*PROBLEM REQUIREMENTS*. Do any lines in the data below contain "above"? If so, copy every one of them.

"""

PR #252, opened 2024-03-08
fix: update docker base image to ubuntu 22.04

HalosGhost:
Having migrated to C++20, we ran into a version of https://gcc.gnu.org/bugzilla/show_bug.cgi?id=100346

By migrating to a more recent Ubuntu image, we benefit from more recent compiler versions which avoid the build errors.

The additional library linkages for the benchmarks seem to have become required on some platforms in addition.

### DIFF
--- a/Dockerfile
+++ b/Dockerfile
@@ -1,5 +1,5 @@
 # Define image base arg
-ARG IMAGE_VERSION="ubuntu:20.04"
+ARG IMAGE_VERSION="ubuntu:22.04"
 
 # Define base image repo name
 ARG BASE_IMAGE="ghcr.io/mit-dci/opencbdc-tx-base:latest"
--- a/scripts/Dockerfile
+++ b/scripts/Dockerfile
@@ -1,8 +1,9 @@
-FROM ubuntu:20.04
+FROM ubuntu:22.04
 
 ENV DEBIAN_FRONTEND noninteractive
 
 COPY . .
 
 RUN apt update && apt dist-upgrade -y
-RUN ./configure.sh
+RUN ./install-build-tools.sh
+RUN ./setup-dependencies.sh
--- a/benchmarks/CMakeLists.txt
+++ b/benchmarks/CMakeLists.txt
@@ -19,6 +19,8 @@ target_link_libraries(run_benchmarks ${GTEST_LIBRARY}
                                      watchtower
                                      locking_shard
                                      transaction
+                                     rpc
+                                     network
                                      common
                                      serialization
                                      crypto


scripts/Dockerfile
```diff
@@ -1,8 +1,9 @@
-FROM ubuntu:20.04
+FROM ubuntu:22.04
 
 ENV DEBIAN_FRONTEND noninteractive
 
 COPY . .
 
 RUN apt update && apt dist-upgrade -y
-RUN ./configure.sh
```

"""
"""

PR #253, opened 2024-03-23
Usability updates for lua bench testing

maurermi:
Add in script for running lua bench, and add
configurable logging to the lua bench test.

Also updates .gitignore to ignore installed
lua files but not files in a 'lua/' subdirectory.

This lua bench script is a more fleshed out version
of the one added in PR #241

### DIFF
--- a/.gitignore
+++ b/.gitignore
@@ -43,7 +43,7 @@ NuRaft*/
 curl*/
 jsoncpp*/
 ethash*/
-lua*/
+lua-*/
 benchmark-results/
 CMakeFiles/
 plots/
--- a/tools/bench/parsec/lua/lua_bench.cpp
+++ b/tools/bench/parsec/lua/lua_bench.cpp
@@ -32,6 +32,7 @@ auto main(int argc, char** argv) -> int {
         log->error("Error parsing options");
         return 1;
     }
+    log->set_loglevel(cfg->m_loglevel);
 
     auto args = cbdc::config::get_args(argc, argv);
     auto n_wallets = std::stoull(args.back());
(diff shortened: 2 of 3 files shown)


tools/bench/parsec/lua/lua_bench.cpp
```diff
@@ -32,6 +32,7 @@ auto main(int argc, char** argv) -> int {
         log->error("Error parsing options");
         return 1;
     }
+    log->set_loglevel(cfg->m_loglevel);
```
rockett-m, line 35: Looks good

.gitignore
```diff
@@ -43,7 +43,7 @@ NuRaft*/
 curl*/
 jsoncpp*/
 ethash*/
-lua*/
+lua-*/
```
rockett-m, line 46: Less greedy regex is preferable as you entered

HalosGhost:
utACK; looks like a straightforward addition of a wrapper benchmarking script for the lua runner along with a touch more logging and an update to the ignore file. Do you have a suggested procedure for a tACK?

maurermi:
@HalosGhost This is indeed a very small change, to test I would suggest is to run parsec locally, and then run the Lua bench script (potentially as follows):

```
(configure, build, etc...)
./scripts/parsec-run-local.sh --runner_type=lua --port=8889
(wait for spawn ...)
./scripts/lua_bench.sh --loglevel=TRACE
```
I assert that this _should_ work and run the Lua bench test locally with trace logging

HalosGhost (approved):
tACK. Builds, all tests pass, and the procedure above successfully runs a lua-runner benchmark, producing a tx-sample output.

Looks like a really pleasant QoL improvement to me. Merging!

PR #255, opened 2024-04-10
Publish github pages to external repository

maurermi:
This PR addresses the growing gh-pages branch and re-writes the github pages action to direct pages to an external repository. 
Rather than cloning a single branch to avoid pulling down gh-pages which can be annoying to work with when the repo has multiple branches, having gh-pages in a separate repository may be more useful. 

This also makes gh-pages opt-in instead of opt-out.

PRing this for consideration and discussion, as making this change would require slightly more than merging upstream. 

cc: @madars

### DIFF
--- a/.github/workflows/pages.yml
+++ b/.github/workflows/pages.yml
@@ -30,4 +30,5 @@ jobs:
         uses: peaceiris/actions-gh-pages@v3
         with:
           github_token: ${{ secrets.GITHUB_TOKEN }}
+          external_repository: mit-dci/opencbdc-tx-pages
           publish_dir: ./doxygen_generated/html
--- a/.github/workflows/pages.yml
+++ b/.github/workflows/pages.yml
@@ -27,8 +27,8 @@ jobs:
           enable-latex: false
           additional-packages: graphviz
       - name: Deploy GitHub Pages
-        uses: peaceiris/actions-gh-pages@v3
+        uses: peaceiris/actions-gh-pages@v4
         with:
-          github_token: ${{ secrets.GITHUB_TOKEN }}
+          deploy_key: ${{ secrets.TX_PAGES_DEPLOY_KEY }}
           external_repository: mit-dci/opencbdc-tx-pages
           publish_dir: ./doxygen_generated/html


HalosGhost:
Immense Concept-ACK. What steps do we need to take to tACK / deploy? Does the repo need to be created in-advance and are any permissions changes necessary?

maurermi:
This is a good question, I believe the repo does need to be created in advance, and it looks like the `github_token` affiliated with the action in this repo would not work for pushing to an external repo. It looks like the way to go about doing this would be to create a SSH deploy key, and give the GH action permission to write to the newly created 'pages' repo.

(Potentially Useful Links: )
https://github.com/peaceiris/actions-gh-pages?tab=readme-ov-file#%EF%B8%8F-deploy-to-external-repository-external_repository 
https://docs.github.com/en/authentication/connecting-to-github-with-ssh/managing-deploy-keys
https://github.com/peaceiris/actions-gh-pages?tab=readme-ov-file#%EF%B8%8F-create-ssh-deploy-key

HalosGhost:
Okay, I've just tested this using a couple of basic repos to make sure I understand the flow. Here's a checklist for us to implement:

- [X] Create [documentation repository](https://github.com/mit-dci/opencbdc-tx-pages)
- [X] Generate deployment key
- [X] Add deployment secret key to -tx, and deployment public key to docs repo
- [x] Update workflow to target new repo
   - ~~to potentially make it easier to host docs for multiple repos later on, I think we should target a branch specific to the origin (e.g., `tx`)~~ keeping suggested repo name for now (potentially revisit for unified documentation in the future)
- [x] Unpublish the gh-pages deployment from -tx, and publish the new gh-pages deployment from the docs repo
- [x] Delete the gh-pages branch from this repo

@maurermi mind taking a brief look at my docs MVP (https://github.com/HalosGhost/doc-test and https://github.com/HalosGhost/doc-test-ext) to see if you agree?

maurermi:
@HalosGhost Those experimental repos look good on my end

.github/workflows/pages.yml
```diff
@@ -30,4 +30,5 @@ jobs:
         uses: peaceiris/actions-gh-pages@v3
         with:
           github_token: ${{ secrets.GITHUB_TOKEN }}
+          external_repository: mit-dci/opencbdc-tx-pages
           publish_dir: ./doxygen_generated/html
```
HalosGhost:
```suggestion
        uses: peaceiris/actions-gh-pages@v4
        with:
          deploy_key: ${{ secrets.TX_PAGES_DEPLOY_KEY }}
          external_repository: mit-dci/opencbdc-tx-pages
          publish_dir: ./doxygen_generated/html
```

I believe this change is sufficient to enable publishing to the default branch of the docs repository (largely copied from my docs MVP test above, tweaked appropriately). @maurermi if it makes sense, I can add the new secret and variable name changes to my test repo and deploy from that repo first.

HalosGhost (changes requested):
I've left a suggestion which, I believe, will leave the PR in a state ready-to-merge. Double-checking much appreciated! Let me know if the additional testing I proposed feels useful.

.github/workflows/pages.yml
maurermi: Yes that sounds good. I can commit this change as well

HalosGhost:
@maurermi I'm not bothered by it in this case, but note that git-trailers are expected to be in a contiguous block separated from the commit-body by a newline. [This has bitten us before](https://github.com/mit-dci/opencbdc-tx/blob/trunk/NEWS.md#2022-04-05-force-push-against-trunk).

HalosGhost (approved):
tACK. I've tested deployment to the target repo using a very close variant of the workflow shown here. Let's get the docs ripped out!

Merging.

"""

*PROBLEM SOLUTION*.
tACK. Builds, all tests pass, and the procedure above successfully runs a lua-runner benchmark, producing a tx-sample output.
I believe this change is sufficient to enable publishing to the default branch of the docs repository (largely copied from my docs MVP test above, tweaked appropriately). @maurermi if it makes sense, I can add the new secret and variable name changes to my test repo and deploy from that repo first.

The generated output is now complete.